§ **WHAT TO DO**
Go through the material below and please tally the lines that hold the word "validation"; the number alone is the answer.

§ **RECORDED INFORMATION**
PR #3608, opened 2026-08-12
feat: mopd teacher topk

macandro96:
# What does this PR do ?

# Issues

# Usage

```python
```

**Pre checks**:

# Additional Information
* ...


nemo_rl/algorithms/loss/loss_functions.py
```diff
@@ -549,6 +586,94 @@ def __call__(
...
+                dtype=support_indices.dtype,
+            )
+            target_in_support = support_indices.eq(target_indices.unsqueeze(-1)).any(
+                dim=-1
+            )
+            teacher_target_logprobs = data["teacher_reference_logprobs"][:, 1:].to(
+                device=curr_logprobs.device,
+                dtype=curr_logprobs.dtype,
+            )
+            clip_loss = topk_reverse_kl_loss(
```
macandro96, line 661: **1 action item.**

**TL;DR — when `opd_topk` is set, the full PPO ratio/clip pipeline runs and its metrics are reported alongside `opd_topk_*`, but `clip_loss` is unconditionally overwritten by `topk_reverse_kl_loss(...)` so all of that PG-side work is wasted and the emitted `probs_ratio*` numbers are meaningless.**

[`loss_functions.py:556-588`](https://github.com/NVIDIA-NeMo/RL/blob/b692a79447b95df4e5d13803e90cbb4625ac0b09/nemo_rl/algorithms/loss/loss_functions.py#L556) computes `loss1`, `loss2`, `clip_loss = torch.max(loss1, loss2)` for the PG branch. Then [`loss_functions.py:641`](https://github.com/NVIDIA-NeMo/RL/blob/b692a79447b95df4e5d13803e90cbb4625ac0b09/nemo_rl/algorithms/loss/loss_functions.py#L641) unconditionally overwrites: `clip_loss = topk_reverse_kl_loss(...)`.

Two consequences:

1. **Wasted compute.** The `__init__` guard at [`loss_functions.py:252`](https://github.com/NVIDIA-NeMo/RL/blob/b692a79447b95df4e5d13803e90cbb4625ac0b09/nemo_rl/algorithms/loss/loss_functions.py#L252) forces `disable_ppo_ratio=True`, so the else branch at [L577-579](https://github.com/NVIDIA-NeMo/RL/blob/b692a79447b95df4e5d13803e90cbb4625ac0b09/nemo_rl/algorithms/loss/loss_functions.py#L577) executes: `ratios = curr_logprobs; ratios_clamped = curr_logprobs`, and `loss1/loss2/clip_loss` do a full advantages*curr_logprobs multiplication. Cheap-ish, but pure waste.

2. **Misleading metrics.** [L861-887](https://github.com/NVIDIA-NeMo/RL/blob/b692a79447b95df4e5d13803e90cbb4625ac0b09/nemo_rl/algorithms/loss/loss_functions.py#L861) then reports `probs_ratio`, `probs_ratio_min/max`, `probs_ratio_clamped*` — but `ratios` here equals `curr_logprobs` (raw logprobs, not exp'd ratios), so these numbers are log-probabilities being reported as if they were IS ratios. A user reading the metrics dashboard alongside `opd_topk_head_loss` etc. sees `probs_ratio ≈ -3.4` next to a healthy `opd_topk_student_mass` and has no way to know the ratio value is nonsense.

**AI-1:** short-circuit the PG branch when `self.opd_topk is not None` — skip the `if force_on_policy_ratio / elif not disable_ppo_ratio / else` block and the `use_cispo` / `torch.max` step entirely, jumping straight to the `opd_topk` computation. Then drop the `probs_ratio*` and `sampling_importance_ratio` keys (and their `metric_normalizations` entries added in `__init__`) from the returned dict on this path, so the metrics dictionary contains only `opd_topk_*` + `loss` + `kl_penalty` + valid samples.

One way to structure it (illustrative — several valid factorings):

```python
if self.opd_topk is not None:
    # ... existing validation / clip_loss = topk_reverse_kl_loss(...) block ...
    # skip PG ratios, dual clip, TIS, CISPO entirely below
else:
    if self.force_on_policy_ratio: ...
    elif not self.disable_ppo_ratio: ...
    else: ...
    # if use_cispo / else: torch.max ...
```

nemo_rl/algorithms/loss/loss_functions.py
```diff
@@ -225,13 +228,37 @@ class ClippedPGLossFn(LossFunction):
...
+            if not cfg.disable_ppo_ratio:
+                raise ValueError("Top-k OPD requires loss_fn.disable_ppo_ratio=true.")
+            if cfg.use_cispo:
+                raise ValueError("Top-k OPD is incompatible with CISPO.")
+            if cfg.ratio_clip_c is not None:
+                raise ValueError("Top-k OPD is incompatible with dual PPO clipping.")
+            if cfg.sequence_level_importance_ratios or not cfg.token_level_loss:
+                raise ValueError(
+                    "Top-k OPD requires token-level loss and importance ratios."
+                )
```
macandro96, line 263: **1 action item.**

**TL;DR — the `opd_topk` init guards forbid CISPO, dual-clip, sequence-level IS, fused-linear-logprobs, and non-token-level loss, but NOT `use_importance_sampling_correction`, `truncated_importance_sampling_type`, or `positive_example_nll_weight` — any of which silently modifies the reverse-KL loss without warning.**

At [`loss_functions.py:245-261`](https://github.com/NVIDIA-NeMo/RL/blob/b692a79447b95df4e5d13803e90cbb4625ac0b09/nemo_rl/algorithms/loss/loss_functions.py#L245) the opd_topk validation block guards several incompatibilities. But downstream:

- [L797-800](https://github.com/NVIDIA-NeMo/RL/blob/b692a79447b95df4e5d13803e90cbb4625ac0b09/nemo_rl/algorithms/loss/loss_functions.py#L797): if `use_importance_sampling_correction=True`, `importance_weights_to_use = actor_importance_weights = exp(prev - gen)`. Then [L803-807](https://github.com/NVIDIA-NeMo/RL/blob/b692a79447b95df4e5d13803e90cbb4625ac0b09/nemo_rl/algorithms/loss/loss_functions.py#L803) multiplies token-level IS weights into `clip_loss` — which is now the top-k reverse-KL estimator. Multiplying IS weights into a KL distillation loss is not part of the OPD formulation, and there is no warning.
- [L720-793](https://github.com/NVIDIA-NeMo/RL/blob/b692a79447b95df4e5d13803e90cbb4625ac0b09/nemo_rl/algorithms/loss/loss_functions.py#L720): if `truncated_importance_sampling_type` is set, `actor_importance_weights` gets tis / icepop / seq-mask filtering, and L318 asserts `use_importance_sampling_correction` must be True — so TIS forces the previous silent-multiply.
- [L848-857](https://github.com/NVIDIA-NeMo/RL/blob/b692a79447b95df4e5d13803e90cbb4625ac0b09/nemo_rl/algorithms/loss/loss_functions.py#L848): if `positive_example_nll_weight > 0`, an NLL term is added to the loss, mixing PG-VAPO with reverse-KL distillation.

**AI-1:** extend the `if opd_topk is not None:` block in `__init__` to raise on these three settings. Suggested block:

```suggestion
        if opd_topk is not None:
            if opd_topk < 1:
                raise ValueError(f"opd_topk must be at least 1, got {opd_topk}.")
            if use_fused_linear_logprobs:
                raise ValueError(
                    "Top-k OPD is incompatible with fused linear logprobs."
                )
            if not cfg.disable_ppo_ratio:
                raise ValueError("Top-k OPD requires loss_fn.disable_ppo_ratio=true.")
            if cfg.use_cispo:
                raise ValueError("Top-k OPD is incompatible with CISPO.")
            if cfg.ratio_clip_c is not None:
                raise ValueError("Top-k OPD is incompatible with dual PPO clipping.")
            if cfg.sequence_level_importance_ratios or not cfg.token_level_loss:
                raise ValueError(
                    "Top-k OPD requires token-level loss and importance ratios."
                )
            if cfg.use_importance_sampling_correction:
                raise ValueError(
                    "Top-k OPD is incompatible with use_importance_sampling_correction=True "
                    "(would multiply actor IS weights into the reverse-KL estimator)."
                )
            if cfg.truncated_importance_sampling_type is not None:
                raise ValueError(
                    "Top-k OPD is incompatible with truncated_importance_sampling_type."
                )
            if cfg.positive_example_nll_weight != 0:
                raise ValueError(
                    "Top-k OPD is incompatible with a non-zero positive_example_nll_weight."
                )
```

Worth confirming which of these are `_validate_topk_opd_config` already catching in `grpo.py`; if all three are also gated there, this is defense-in-depth at the loss layer (still worth doing — anyone constructing `ClippedPGLossFn` outside grpo won't get the algo-level check).

nemo_rl/algorithms/opd.py
```diff
@@ -112,6 +159,107 @@ def is_non_colocated_teachers_enabled(master_config: Any) -> bool:
...
+
+    The exact reverse-KL contribution is used for a selected top-k support.
+    When the sampled target is outside that support, its score-function
+    contribution estimates the remaining vocabulary tail without transferring
+    full-vocabulary teacher logits.
+
+    All log-probabilities must be normalized against their model's full
+    vocabulary. Support selection and teacher values are treated as constants;
+    gradients flow only through the current student log-probabilities.
+    """
```
macandro96, line 244: **No action needed in code — 1 docstring update.**

**TL;DR — the docstring says "gradients flow only through the current student log-probabilities" but does not say the estimator is only unbiased under an on-policy assumption; under async replay with a stale sampling policy, the tail term inherits the same off-policy skew as async GRPO.**

At [`opd.py:256`](https://github.com/NVIDIA-NeMo/RL/blob/b692a79447b95df4e5d13803e90cbb4625ac0b09/nemo_rl/algorithms/opd.py#L256), `tail_advantage = (teacher_target_logprobs - student_target_logprobs).detach()` uses the *current-model* student logprob at the sampled token. The score-function identity `∇θ E_πs[log πs − log πt] = E_πs[(1 + log πs − log πt) · ∇θ log πs]` assumes the expectation is over the *current* πs. Under async / replay, tokens were sampled from a stale πs and no importance ratio corrects the gap — the code correctly requires `disable_ppo_ratio=true` to avoid double-counting a PG ratio, but the async off-policy skew is not something the estimator itself corrects. This is the same trade-off async GRPO already accepts, but the docstring reads as if the estimator were unconditionally safe.

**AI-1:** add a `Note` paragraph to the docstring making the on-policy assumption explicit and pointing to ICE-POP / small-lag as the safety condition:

§ **RESULT**
2